Data for this exercise
PR #366, opened 2023-04-09
Updated USB library to match latest

buu342:
See title.

The main changes are as follows:
* The code regarding PI read/writes and DMA transfers has been simplified to make it more legible than tons of `#ifdef`'s everywhere.
* GCC's aligned macro has been replaced with a different approach to add support for people using IDO. (https://github.com/buu342/N64-UNFLoader/issues/86)
* All flashcart code has been fixed to be async. USB can be unplugged and the game will continue as normal, being able to perform USB IO once the USB is plugged back in (https://github.com/buu342/N64-UNFLoader/issues/89) (https://github.com/buu342/N64-UNFLoader/issues/85)
* Added emulation detection. It is off by default, users will need to explicitly enable the macro and recompile libdragon to enable it. (https://github.com/buu342/N64-UNFLoader/issues/60)
* Other miscellaneous cleanups/tweaks to the code. Nothing worthy pointing out.

Flashcart Specific Changes:
* 64Drive polling has been fixed so that it no longer misses data, eliminating the need for the POLLTIME macro (https://github.com/buu342/N64-UNFLoader/issues/51)
* EverDrive code was changed to remove all unnecessary leftovers and oddities from KRIKzz's original USB code.
* EverDrive code has been changed to read/write aligned to 2 bytes. It was originally believed (due to the USB source + lack of documentation) that it had 16 byte requirements.
* Fixed another cock-up wrt EverDrive alignment (https://github.com/buu342/N64-UNFLoader/issues/98)
* SC64 code has been updated to match the current version.

### DIFF
--- a/include/usb.h
+++ b/include/usb.h
@@ -24,6 +24,7 @@
     #define DATATYPE_RAWBINARY  0x02
     #define DATATYPE_HEADER     0x03
     #define DATATYPE_SCREENSHOT 0x04
+    #define DATATYPE_HEARTBEAT  0x05
     
     extern int usb_datatype;
     extern int usb_datasize;
@@ -118,5 +119,17 @@
     ==============================*/
     
     extern void usb_purge();
+
+
+    /*==============================
+        usb_sendheartbeat
+        Sends a heartbeat packet to the PC
+        This is done once automatically at initialization,
+        but can be called manually to ensure that the
+        host side tool is aware of the current USB protocol
+        version.
+    ==============================*/
+
+    extern void usb_sendheartbeat();
 
 #endif
--- a/include/usb.h
+++ b/include/usb.h
@@ -6,12 +6,13 @@
     *********************************/
     
     // UNCOMMENT THE #DEFINE IF USING LIBDRAGON
-    #define LIBDRAGON                    
-
+    #define LIBDRAGON
+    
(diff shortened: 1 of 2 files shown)


rasky:
@buu342 thanks! Can you please confirm the backward compatibility status of the USB library after this change? Is it 100% compatible with the previous version? I'm speaking of compatibility on both the API side (usb.h) and protocol side for host programs.

anacierdem:
Thank you! The long waited update 😊 I will test it on an everdrive v3 as well.

buu342:
usb.h is pretty much unchanged, however host-side tools will need to be updated due to the EverDrive changes wrt byte alignment. Backwards compatibility can be focused on from here on out, as this is pretty much a V2 update to the library. It just wasn't a priority when the library was originally written (I just expected folk to stay updated).

buu342:
I have added in the heartbeat function as discussed on Discord :slightly_smiling_face:

rasky:
Given that this breaks compatibility for Everdrives and requires a new (unreleased) UNFLoader, we'll keep this PR on hold until the new version of UNFLoader is out and stabilized, so that we can later advise our users to upgrade when necessary.

buu342:
Updated one again with the timeout check function

PR #681, opened 2025-02-12
Respect BBPlayer Hack Flags in Joypad subsystem

meeq:


src/joypad.c
```diff
@@ -725,12 +746,41 @@ void joypad_poll(void)
...
 
 bool joypad_is_connected(joypad_port_t port)
 {
     ASSERT_JOYPAD_INITIALIZED();
     ASSERT_JOYPAD_PORT_VALID(port);
+
+    // Respect the BBPlayer "Hack Flags" register to swap controller ports.
+    // The device state is swapped during poll, but identifiers need to be swapped on read.
+    port = bb_hack_flags_swap_port(port);
+
```
rasky: Why do `joypad_is_connected` and `joypad_get_identifier` use the `hot` structure rather than the `cold`? I noticed since they are the only two functions that require an explicit fix for the BB swap, but I was wondering what is the rationale.

src/joypad.c
```diff
@@ -725,12 +746,41 @@ void joypad_poll(void)
...
+                joypad_devices_cold[JOYPAD_PORT_1] = joypad_devices_cold[JOYPAD_PORT_3];
+                joypad_devices_cold[JOYPAD_PORT_3] = swap;
+                break;
+            case 3:
+                // Swap port 1 and 4
+                joypad_devices_cold[JOYPAD_PORT_1] = joypad_devices_cold[JOYPAD_PORT_4];
+                joypad_devices_cold[JOYPAD_PORT_4] = swap;
+                break;
+        }
+    }
```
rasky: I think it might be more efficient to change the parsing loop above. At the top of the parsing loop, we have this:

```C
        if (sys_bbplayer()) {
            // iQue has a very fixed layout for commands, and it also tends
            // to corrupt other parts of PIF-RAM. So better jump to fixed positions
            // while parsing.
            i = (port * 8) + 1;
        }
```

It would seem like changing that to:

```C
i = (bb_hack_flags_swap_port(port) * 8) + 1;
```

would be sufficient? It's already a BB-only codepath btw.

rasky (approved):

src/joypad.c
meeq: Thanks for this suggestion. Implemented in https://github.com/DragonMinded/libdragon/pull/681/commits/79e3127f725d54fcc411af4f7fa41f861af03922

src/joypad.c
meeq: As it was implemented, device identifiers were not part of the "cold device state" struct. For consistency, this has been fixed in https://github.com/DragonMinded/libdragon/pull/681/commits/79e3127f725d54fcc411af4f7fa41f861af03922

Thank you for your thoughtful reviews.

rasky:
Merged in #682

Issue #581, opened 2024-07-15
Disable rumble pak on reset/crash


s4Ys369:
Rumble pak stays active if active when the console is reset or the exception screen pops up.

A forced reset/deactivation should be added to these, and possibly other, edge cases.

gyrovorbis:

Directions
Set down the lines of the listing above verbatim, first line through the line containing "The code regarding", inclusive; add no other lines.

Written solution
PR #366, opened 2023-04-09
Updated USB library to match latest

buu342:
See title.

The main changes are as follows:
* The code regarding PI read/writes and DMA transfers has been simplified to make it more legible than tons of `#ifdef`'s everywhere.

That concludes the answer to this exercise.